• _About this task_:
What is needed here is an exact reprint of every record below.

[Stored items]
·····

PR #3338, opened 2018-04-16
+ Region entity enumeration optimizations;

Vorspire:
* Removed the need to instantiate a new list for iteration.
* Checking entity location is less expensive than finding their region.
* Removed Parallel Task implementation and thread safety locks.
* Extra overloads for providing enumeration predicates.

### DIFF
--- a/Server/Region.cs
+++ b/Server/Region.cs
@@ -468,241 +468,192 @@ namespace Server
 			return false;
 		}
 
+		#region Entity Enumeration
 		public List<Mobile> GetPlayers()
 		{
-			var list = new List<Mobile>();
+			return GetPlayers(null);
+		}
 
-			if (m_Sectors != null)
+		public List<Mobile> GetPlayers(Func<Mobile, bool> predicate)
+		{
+			return GetEnumeratedPlayers(predicate).ToList();
+		}
+
+		public IEnumerable<Mobile> GetEnumeratedPlayers()
+		{
+			return GetEnumeratedPlayers(null);
+		}
+
+		public IEnumerable<Mobile> GetEnumeratedPlayers(Func<Mobile, bool> predicate)
+		{
+			if (Sectors != null)
 			{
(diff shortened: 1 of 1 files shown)


Tasanar:
So if I add this to my shard, what types of issues should I be looking for?

Tasanar:
I just meant as I was testing is there anything I should be looking for?

Vorspire:
Yes, there is one test you can do, the BlackthornDungeon region has a 5-second interval timer that moves idle players;
`
        public void OnTick()
        {
            foreach (Mobile m in this.GetEnumeratedMobiles().Where(m => m is PlayerMobile && m.AccessLevel == AccessLevel.Player))
            {
                if (m.Hidden)
                    m.RevealingAction();

                if (m.Y > 2575 && m.LastMoveTime + 120000 < Core.TickCount)
                    MoveLocation(m);
            }
        }
`

See if you can trigger the above code, it had an issue at one point where it would cause a crash, but it should be prevented in this PR.

Tasanar:
Okay will test now and report back.

The overall fix; if you could explain it like you would explain it to a 10 year old,  what does it do?

Vorspire:
Mainly it reduces memory usage (no longer caching entities in a list), and unnecessary CPU overhead (removing parallel tasks).

Tasanar:
`  public void OnTick()
        {
            foreach (Mobile m in this.GetEnumeratedMobiles().Where(m => m is PlayerMobile && m.AccessLevel == AccessLevel.Player))
            {
                if (m.Hidden)
                    m.RevealingAction();

                if (m.Y > 2575 && m.LastMoveTime + 120000 < Core.TickCount)
                    MoveLocation(m);
            }
        }  `

I went into blackthorns dungeon on a test player and left him AFK. He was force moved and it did not crash the server. So everything is fine there.

mem

Right off the bat too it seems to be using less memory. Before on start up it would avg around 740 - 750. This one started up at 725.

·····

• _Solution for this task_:
PR #3338, opened 2018-04-16
+ Region entity enumeration optimizations;

Vorspire:
* Removed the need to instantiate a new list for iteration.
* Checking entity location is less expensive than finding their region.
* Removed Parallel Task implementation and thread safety locks.
* Extra overloads for providing enumeration predicates.

### DIFF
--- a/Server/Region.cs
+++ b/Server/Region.cs
@@ -468,241 +468,192 @@ namespace Server
 			return false;
 		}
 
+		#region Entity Enumeration
 		public List<Mobile> GetPlayers()
 		{
-			var list = new List<Mobile>();
+			return GetPlayers(null);
+		}
 
-			if (m_Sectors != null)
+		public List<Mobile> GetPlayers(Func<Mobile, bool> predicate)
+		{
+			return GetEnumeratedPlayers(predicate).ToList();
+		}
+
+		public IEnumerable<Mobile> GetEnumeratedPlayers()
+		{
+			return GetEnumeratedPlayers(null);
+		}
+
+		public IEnumerable<Mobile> GetEnumeratedPlayers(Func<Mobile, bool> predicate)
+		{
+			if (Sectors != null)
 			{
(diff shortened: 1 of 1 files shown)


Tasanar:
So if I add this to my shard, what types of issues should I be looking for?

Tasanar:
I just meant as I was testing is there anything I should be looking for?

Vorspire:
Yes, there is one test you can do, the BlackthornDungeon region has a 5-second interval timer that moves idle players;
`
        public void OnTick()
        {
            foreach (Mobile m in this.GetEnumeratedMobiles().Where(m => m is PlayerMobile && m.AccessLevel == AccessLevel.Player))
            {
                if (m.Hidden)
                    m.RevealingAction();

                if (m.Y > 2575 && m.LastMoveTime + 120000 < Core.TickCount)
                    MoveLocation(m);
            }
        }
`

See if you can trigger the above code, it had an issue at one point where it would cause a crash, but it should be prevented in this PR.

Tasanar:
Okay will test now and report back.

The overall fix; if you could explain it like you would explain it to a 10 year old,  what does it do?

Vorspire:
Mainly it reduces memory usage (no longer caching entities in a list), and unnecessary CPU overhead (removing parallel tasks).

Tasanar:
`  public void OnTick()
        {
            foreach (Mobile m in this.GetEnumeratedMobiles().Where(m => m is PlayerMobile && m.AccessLevel == AccessLevel.Player))
            {
                if (m.Hidden)
                    m.RevealingAction();

                if (m.Y > 2575 && m.LastMoveTime + 120000 < Core.TickCount)
                    MoveLocation(m);
            }
        }  `

I went into blackthorns dungeon on a test player and left him AFK. He was force moved and it did not crash the server. So everything is fine there.

mem

Right off the bat too it seems to be using less memory. Before on start up it would avg around 740 - 750. This one started up at 725.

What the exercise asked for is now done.